UC Irvine

New technology domains, such as the Internet of Things (IoT), are adding a large number of new devices with Internet connectivity to the spaces where we work and live. These devices are accelerating the collection of user data at an unprecedented rate. On the other hand, new data privacy regulations are emerging all around the globe to protect people's privacy (such as the California Consumer Privacy Act CCPA, European General Data Protection Regulation GDPR, and Brazilian LGPD, among many others). These regulations have put forward stringent requirements on organizations with respect to what should be done when user data is handled. Organizations have been scrambling to adapt their infrastructure in response to these regulations and many have been punished with hefty fines for improper handling of data.

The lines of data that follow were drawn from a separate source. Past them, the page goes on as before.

PR #9909, opened 2021-12-21
chore: Add migration for new MongoDB mock endpoint

sharat87:


app/server/appsmith-server/src/main/java/com/appsmith/server/migrations/DatabaseChangelog.java
```diff
@@ -4677,4 +4677,19 @@ public void migrateFirestorePaginationData(MongockTemplate mongockTemplate) {
             mongockTemplate.save(firestoreAction);
         }
     }
+
+    @ChangeSet(order = "106", id = "update-mongodb-mockdb-endpoint", author = "")
+    public void updateMongoMockdbEndpoint(MongockTemplate mongockTemplate) {
+        mongockTemplate.updateMulti(
+                query(where("datasourceConfiguration.endpoints.host").is("mockdb.swrsq.mongodb.net")),
+                update("datasourceConfiguration.endpoints.$.host", "mockdb.kce5o.mongodb.net"),
```
mohanarpit, line 4685: We aren't using CNAME aliases?

app/server/appsmith-server/src/main/java/com/appsmith/server/migrations/DatabaseChangelog.java
```diff
@@ -4677,4 +4677,19 @@ public void migrateFirestorePaginationData(MongockTemplate mongockTemplate) {
...
+                Datasource.class
+        );
+        mongockTemplate.updateMulti(
+                query(where("datasourceConfiguration.properties.value").is("mongodb+srv://mockdb_super:****@mockdb.swrsq.mongodb.net/movies")),
```
mohanarpit, line 4689: Is the `****` correct? Asking for my information if this will update the password in the database?

app/server/appsmith-server/src/main/java/com/appsmith/server/migrations/DatabaseChangelog.java
sharat87: Nope, not possible with MongoDB Atlas SRV endpoints. See: <https://jira.mongodb.org/browse/CDRIVER-2556?focusedCommentId=2722051&page=com.atlassian.jira.plugin.system.issuetabpanels%3Acomment-tabpanel#comment-2722051>.

app/server/appsmith-server/src/main/java/com/appsmith/server/migrations/DatabaseChangelog.java
sharat87: Yes, it's used as a marker to mask the password in the URI that the user sees/edits. The password is stored in a separate field in the datasource configuration object. Encrypted, of course.

mohanarpit (approved):

PR #9916, opened 2021-12-21
fix: Switched reference from package name to plugin name for import export

### LINKED ISSUE #9876: [Bug]: Airtable breaks on import ,export and Duplicate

Data Management Systems are at the core of organizations collecting such data. They handle its capture, retention, processing, and sharing. To protect people's privacy, Data Management Systems require, among others, to be able to enforce individuals' privacy preferences. These issues become even more challenging given the scale at which data is captured in new domains such as the IoT. This thesis presents various solutions to support fine-grained privacy policies for data protection when dealing with upcoming IoT applications.

In particular, this thesis outlines framework to enable people to communicate their privacy preferences/policies to smart spaces to address the challenge of Policy-based Privacy-by-design Smart Spaces. This includes a language which allows users to define who, and under which circumstances, can access their data collected by IoT systems. Supporting the definition of such user-defined fine-grained IoT policies in Data Management Systems can lead to scenarios where a large number of them have to be enforced in real-time. The thesis presents a system to answer queries efficiently while enforcing a very large number (hundreds of thousands) of user policies to address the challenge of Scalability of Policy Enforcement. In modern DBMS and particularly in IoT settings, data exists at different semantic levels where dependencies capture the constraints that exist within the data. This thesis describes an approach to prevent leakages through various different dependencies on access controlled data.

The prototypes built as part of the solutions for the above challenges have been integrated into two IoT Systems deployed at UC Irvine. The first is an IoT test bed entitled TIPPERS and the second is privacy preserving middleware called PE-IoT. These integrations show the feasibility of the approaches presented to specify and efficiently enforce privacy policies for supporting IoT applications.